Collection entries
----------------

PR #1763, opened 2026-09-01
[HNT-3134] Fix flaky stale-while-revalidate cache tests

mmiermans:
## References

JIRA: [HNT-3134](https://mozilla-hub.atlassian.net/browse/HNT-3134)

## Description

`TestScheduledSurfaceCircuitBreaker::test_open_breaker_serves_stale_cache` fails intermittently in CI ([example run](https://github.com/mozilla-services/merino-py/actions/runs/33528342756/job/99924813210)). The test ticks the frozen clock forward by exactly `cache_time_to_live_max` to expire the stale-while-revalidate cache. However, freezegun's `tick()` advances from the moment the freeze started rather than from the current time, so real time spent on the first fetch is not counted. When the random TTL draws near its maximum on a slow runner, the cache is then still fresh after the tick, no revalidation task is spawned, and the expected "Returning stale data" log never appears.

The fix ticks one minute past the maximum TTL. The sections backend test, `test_cache_returned_on_subsequent_calls`, and the caching unit tests used the same pattern and get the same margin, and the breaker recovery tests get the same margin on their recovery ticks. The two stale-cache tests now also request the existing breaker reset fixture, since they previously left the shared circuit breaker open. The margins are frozen time, so test durations are unchanged.

I reproduced the failure locally by randomly pausing the test process with SIGSTOP to mimic CI scheduler stalls. Before the fix, the unmodified test failed 1 time in 45 runs. After the fix, 413 runs of this test and 60 runs of the sections clone under the same stress all passed. If the failure rate were unchanged, the chance of that outcome would be below 0.01 percent.

## PR Review Checklist

┆Issue is synchronized with this [Jira Task](https://mozilla-hub.atlassian.net/browse/MC-2564)

[HNT-3134]: https://mozilla-hub.atlassian.net/browse/HNT-3134?atlOrigin=eyJpIjoiNWRkNTljNzYxNjVmNDY3MDlhMDU5Y2ZhYzA5YTRkZjUiLCJwIjoiZ2l0aHViLWNvbS1KU1cifQ

### DIFF
--- a/apps/merino/tests/integration/api/v1/curated_recommendations/corpus_backends/test_scheduled_surface_backend.py
+++ b/apps/merino/tests/integration/api/v1/curated_recommendations/corpus_backends/test_scheduled_surface_backend.py
@@ -6,7 +6,7 @@ import logging
 import pytest
 
 from circuitbreaker import STATE_HALF_OPEN, CircuitBreakerMonitor
-from datetime import datetime
+from datetime import datetime, timedelta
 from httpx import AsyncClient, HTTPStatusError, Response
 from pydantic import HttpUrl
 from tests.types import FilterCaplogFixture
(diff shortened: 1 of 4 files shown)


jpetto (approved):
playing with time is always a tricky business.

PR #1794, opened 2026-09-21
[HNT-3238] ctrpred engb, time-of-day propensity

mlplyler:
## References

JIRA: [HNT-3238](https://mozilla-hub.atlassian.net/browse/HNT-3238)

## Description
This experiment tests time-of-day propensity in en_GB. The adjusted_field in the engagement table is now time-of-day adjusted for the treatment region. This PR routes a user response to the experiment engagement table. 

We are also cleaning out the concluded german publisher constraint experiment.

We are also removing global engagement blending for the experiment branches. This is to avoid info leakage between treatment and control. Note it is possible our treatment adjusted_impressions could leak to other regions where the same article is served. This is technically mixing units incorrectly, but the units are on the same scale and this should be a rare event. This is not worth correcting for.

## PR Review Checklist

┆Issue is synchronized with this [Jira Task](https://mozilla-hub.atlassian.net/browse/MC-2595)

[HNT-3238]: https://mozilla-hub.atlassian.net/browse/HNT-3238?atlOrigin=eyJpIjoiNWRkNTljNzYxNjVmNDY3MDlhMDU5Y2ZhYzA5YTRkZjUiLCJwIjoiZ2l0aHViLWNvbS1KU1cifQ


apps/merino/merino/curated_recommendations/article_balancer_configs.py
mmiermans: Remove this unused parameter?

apps/merino/merino/curated_recommendations/rankers/ranker.py
```diff
@@ -79,6 +80,10 @@ def get_regional_prior(
         Branch-specific priors are request-level artifacts. If a branch prior exists,
         use it for the full ranking pass; otherwise fall back to the base country prior.
         """
+        if is_ctr_prediction_engagement_region(prior_region):
+            # Do not substitute a prior fitted from another experiment cohort.
+            return self.prior_backend.get(prior_region) or ConstantPrior().get()
```
mmiermans: Claude suggests this, because experiment priors don't exist yet in the backend:
```suggestion
            return self.prior_backend.get(prior_region) or  self.prior_backend.get(region) or ConstantPrior().get()
```

But I'm guessing you are going to create those before turning the experiment on?

apps/merino/merino/curated_recommendations/utils.py
```diff
@@ -138,29 +133,32 @@ def derive_region(locale: Locale, region: str | None = None) -> str | None:
...
     branch = request.experimentBranch
 
     if (
-        PUBLISHER_CONSTRAINT_IN_GERMANY_BRANCH_ENGAGEMENT_ENABLED
-        and region == PUBLISHER_CONSTRAINT_IN_GERMANY_REGION
+        get_recommendation_surface_id(request.locale, request.region, request)
+        == SurfaceId.NEW_TAB_EN_GB
         and branch is not None
-        and branch in PUBLISHER_CONSTRAINT_IN_GERMANY_BRANCHES
+        and branch in {"control", "treatment"}
```
mmiermans: Is this line necessary? Can you be in the `CTR_PREDICTION_ENGB_EXPERIMENT` experiment and not be in control or treatment?

mmiermans (approved):
I only have some minor suggestions and a question.

apps/merino/merino/curated_recommendations/rankers/ranker.py
mlplyler: This is a good fallback suggestion. Going with the suggestion.

apps/merino/merino/curated_recommendations/utils.py
mlplyler: You're right its unnecessary.

I think we are probably protected enough without it because the experiment branches in experimenter determine which engagement-regions exist, so its better to not define here.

----------------

Brief
Nothing is to be left out; every record above must be repeated exactly.

Result of this exercise
PR #1763, opened 2026-09-01
[HNT-3134] Fix flaky stale-while-revalidate cache tests

mmiermans:
## References

JIRA: [HNT-3134](https://mozilla-hub.atlassian.net/browse/HNT-3134)

## Description

`TestScheduledSurfaceCircuitBreaker::test_open_breaker_serves_stale_cache` fails intermittently in CI ([example run](https://github.com/mozilla-services/merino-py/actions/runs/33528342756/job/99924813210)). The test ticks the frozen clock forward by exactly `cache_time_to_live_max` to expire the stale-while-revalidate cache. However, freezegun's `tick()` advances from the moment the freeze started rather than from the current time, so real time spent on the first fetch is not counted. When the random TTL draws near its maximum on a slow runner, the cache is then still fresh after the tick, no revalidation task is spawned, and the expected "Returning stale data" log never appears.

The fix ticks one minute past the maximum TTL. The sections backend test, `test_cache_returned_on_subsequent_calls`, and the caching unit tests used the same pattern and get the same margin, and the breaker recovery tests get the same margin on their recovery ticks. The two stale-cache tests now also request the existing breaker reset fixture, since they previously left the shared circuit breaker open. The margins are frozen time, so test durations are unchanged.

I reproduced the failure locally by randomly pausing the test process with SIGSTOP to mimic CI scheduler stalls. Before the fix, the unmodified test failed 1 time in 45 runs. After the fix, 413 runs of this test and 60 runs of the sections clone under the same stress all passed. If the failure rate were unchanged, the chance of that outcome would be below 0.01 percent.

## PR Review Checklist

┆Issue is synchronized with this [Jira Task](https://mozilla-hub.atlassian.net/browse/MC-2564)

[HNT-3134]: https://mozilla-hub.atlassian.net/browse/HNT-3134?atlOrigin=eyJpIjoiNWRkNTljNzYxNjVmNDY3MDlhMDU5Y2ZhYzA5YTRkZjUiLCJwIjoiZ2l0aHViLWNvbS1KU1cifQ

### DIFF
--- a/apps/merino/tests/integration/api/v1/curated_recommendations/corpus_backends/test_scheduled_surface_backend.py
+++ b/apps/merino/tests/integration/api/v1/curated_recommendations/corpus_backends/test_scheduled_surface_backend.py
@@ -6,7 +6,7 @@ import logging
 import pytest
 
 from circuitbreaker import STATE_HALF_OPEN, CircuitBreakerMonitor
-from datetime import datetime
+from datetime import datetime, timedelta
 from httpx import AsyncClient, HTTPStatusError, Response
 from pydantic import HttpUrl
 from tests.types import FilterCaplogFixture
(diff shortened: 1 of 4 files shown)


jpetto (approved):
playing with time is always a tricky business.

PR #1794, opened 2026-09-21
[HNT-3238] ctrpred engb, time-of-day propensity

mlplyler:
## References

JIRA: [HNT-3238](https://mozilla-hub.atlassian.net/browse/HNT-3238)

## Description
This experiment tests time-of-day propensity in en_GB. The adjusted_field in the engagement table is now time-of-day adjusted for the treatment region. This PR routes a user response to the experiment engagement table. 

We are also cleaning out the concluded german publisher constraint experiment.

We are also removing global engagement blending for the experiment branches. This is to avoid info leakage between treatment and control. Note it is possible our treatment adjusted_impressions could leak to other regions where the same article is served. This is technically mixing units incorrectly, but the units are on the same scale and this should be a rare event. This is not worth correcting for.

## PR Review Checklist

┆Issue is synchronized with this [Jira Task](https://mozilla-hub.atlassian.net/browse/MC-2595)

[HNT-3238]: https://mozilla-hub.atlassian.net/browse/HNT-3238?atlOrigin=eyJpIjoiNWRkNTljNzYxNjVmNDY3MDlhMDU5Y2ZhYzA5YTRkZjUiLCJwIjoiZ2l0aHViLWNvbS1KU1cifQ


apps/merino/merino/curated_recommendations/article_balancer_configs.py
mmiermans: Remove this unused parameter?

apps/merino/merino/curated_recommendations/rankers/ranker.py
```diff
@@ -79,6 +80,10 @@ def get_regional_prior(
         Branch-specific priors are request-level artifacts. If a branch prior exists,
         use it for the full ranking pass; otherwise fall back to the base country prior.
         """
+        if is_ctr_prediction_engagement_region(prior_region):
+            # Do not substitute a prior fitted from another experiment cohort.
+            return self.prior_backend.get(prior_region) or ConstantPrior().get()
```
mmiermans: Claude suggests this, because experiment priors don't exist yet in the backend:
```suggestion
            return self.prior_backend.get(prior_region) or  self.prior_backend.get(region) or ConstantPrior().get()
```

But I'm guessing you are going to create those before turning the experiment on?

apps/merino/merino/curated_recommendations/utils.py
```diff
@@ -138,29 +133,32 @@ def derive_region(locale: Locale, region: str | None = None) -> str | None:
...
     branch = request.experimentBranch
 
     if (
-        PUBLISHER_CONSTRAINT_IN_GERMANY_BRANCH_ENGAGEMENT_ENABLED
-        and region == PUBLISHER_CONSTRAINT_IN_GERMANY_REGION
+        get_recommendation_surface_id(request.locale, request.region, request)
+        == SurfaceId.NEW_TAB_EN_GB
         and branch is not None
-        and branch in PUBLISHER_CONSTRAINT_IN_GERMANY_BRANCHES
+        and branch in {"control", "treatment"}
```
mmiermans: Is this line necessary? Can you be in the `CTR_PREDICTION_ENGB_EXPERIMENT` experiment and not be in control or treatment?

mmiermans (approved):
I only have some minor suggestions and a question.

apps/merino/merino/curated_recommendations/rankers/ranker.py
mlplyler: This is a good fallback suggestion. Going with the suggestion.

apps/merino/merino/curated_recommendations/utils.py
mlplyler: You're right its unnecessary.

I think we are probably protected enough without it because the experiment branches in experimenter determine which engagement-regions exist, so its better to not define here.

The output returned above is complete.